The denouement was swift. Recounting his death, Bruhns writes to her lost father. "I want to tell him he is not alone, even after 60 years. Here I am, who have accompanied him through his whole life, and I am not going to let him go. I would have liked to have laughed with you, HG, and enjoyed your jokes and warmth ... I would have liked to have loved you. I thank you."

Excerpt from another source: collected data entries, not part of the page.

PR #3823, opened 2017-09-05
Remove old config save code (Fixes #3094)

### LINKED ISSUE #3094: Cleanup config save old code
Config Save Optimisation https://github.com/gocd/gocd/pull/2912 adds a new flow for config save, with this there is duplicate code to save config. 

With 17.1 users have an option to toggle between optimised flow or the old flow using the system environment ```optimize.full.config.save```. The reason to retain the old flow was to take feedback on the new changes for few releases and then cleanup the old code.

The cleanup should be done as part of 17.3 or 17.4 release unless we find any issues with the new changes.

ketan:


ketan:
@maheshp I'm having a hard time fixing one of the tests, I believe it's one line of code somewhere, but I can't put my finger on it, can you take a look at this?

maheshp:
@ketan I had a quick look at the config flow, one of the things I remember is cleaning up the old config save code in [GoConfigMigration](https://github.com/gocd/gocd/blob/master/config/config-server/src/com/thoughtworks/go/config/GoConfigMigration.java#L101). 

My intent while creating #3094 was to remove all the code pertaining to old full config save flow, which would involve changes to config migration, config save, tests etc. 

With this PR we would remove the invocation of the old config save methods but some of the old code will still be around. 

I think if we intend to cleanup we should go through all the different flows and get rid of old config save code, which I think could be time consuming.

What do you think?

ketan:
> I think if we intend to cleanup we should go through all the different flows and get rid of old config save code, which I think could be time consuming.

We can't be keeping old code which is unused. So one way or the other it needs to go, not sure what's the path of least resistance to get to it.

maheshp:
Roughly I think this might be few days of work, since I have context I can have a look at it whenever we prioritise this work.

After the fall of the Berlin wall, the family even got their enormous house in Halberstadt back, where, in 1945, Russian soldiers danced on the sofas. Klamroth was only recognised as a hero in the 1960s, Bruhns said. In the immediate postwar years, the headmaster who expelled her from boarding school described her father as a "traitor".

Bruhns first childhood memory is of going into the kitchen after Germany's defeat and asking her mother why nobody said "Heil Hitler" any more. Her mother clipped her round the ear. She concludes: "Perhaps I should have asked: why did anybody say it?"